On 8th December 2013 and as the last event of the LU150 1863 - 2013 celebrations, the London Transport Museum ran a steam train on the 1904 Uxbridge branch between Harrow-On-The-Hill and Uxbridge. In addition to the 4-TC set these journeys included Jubilee carriage No.353.

At some of the locations visited in these films the special train passes normal service trains formed of Metropolitan Line S Stock or Piccadilly Line 1973 Tube Stock.

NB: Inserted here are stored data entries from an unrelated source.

PR #149, opened 2023-11-13
[major] Rename groups to layers

seldridge:
Change optional groups to "layers".  This much better captures the underlying concept as well as the possibility of nesting.  Change `declgroup` to `layer`. Change `group` to `layerblock`.

I recognize this is a pretty disruptive change. However, being able to explain this with the correct terms is highly beneficial. I always had difficulty talking about "nested optional groups" while "nested layers" makes more sense. I'm trying to draw analogies to layers in graphic design or existing [software engineering concepts](https://en.wikipedia.org/wiki/Layer_(object-oriented_design)).

This also inverts the focus in a good way. Layers are really about a collection of optional functionality in "layer blocks" that exists across disparate modules. The previous description incorrectly inverted this: the "groups"/"layers" were inside the module and the "groupdecl" was outside. h/t @mmaloney-sf for pointing this out.

I do want to get feedback on this, specifically from @mmaloney-sf, @mwachs5, and @darthscsi.

### DIFF
--- a/abi.md
+++ b/abi.md
@@ -116,96 +116,96 @@ Passive bundles shall be lowered to Verilog packed structs.
 
 Reference types in ports shall be logically split out from aggregates and named as though "Aggregate Type Lowering" was used.
 
-## On Groups
+## On Layers
 
-The lowering convention of a declared optional group specifies how an optional group will be lowered.
+The lowering convention of a declared layer specifies how a layer and all its associated layer blocks will be lowered.
 Currently, the only lowering convention that must be supported is `"bind"`{.firrtl.}.
 FIRRTL compilers may implement other non-standard lowering conventions.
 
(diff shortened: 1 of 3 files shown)


mmaloney-sf:
I'll look over this closely.

I like the use of the word "layer" instead of "group" -- it's a more flavorful word.

However, I'm wondering if we can push it a hair further: Rather than using `layerdecl`, can we think of a more interesting name for this keyword?

image

Think of it like this: What *is* the layer `Bar`? Is it the block inside of a the `Foo` module? Or is it the collectivity of all the `layer` blocks?

mwachs5:
love the name. haven't read the PR

mwachs5 (approved):

dtzSiFive:
Love the name change!! :rocket:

Locomotives: This train was powered by former British Railways Class 20 142 diesel locomotive, Metropolitan Railway electric locomotive No.12 Sarah Siddons and steam locomotive GWR Prairie 4574 Class 2-6-2T No. 5521 which had been painted in London Transport red and numbered LU150. The latter was deputising for Metropolitan Railway steam locomotive No.1 which because of a fault could not be used.

Vintage Summer Steam - September 2017

Locomotives: This train was powered by no less than four locomotives at the same time! The steam locomotives were Met No.1 and GWR 9466. The diesel locomotives were former British Rail Class 20's - 20 142 (in blue livery) and 20 142 (in London Transport red livery).

For passengers the Class 438 4TC unit ran in its new guise as the red liveried London Transport Museum Heritage Train.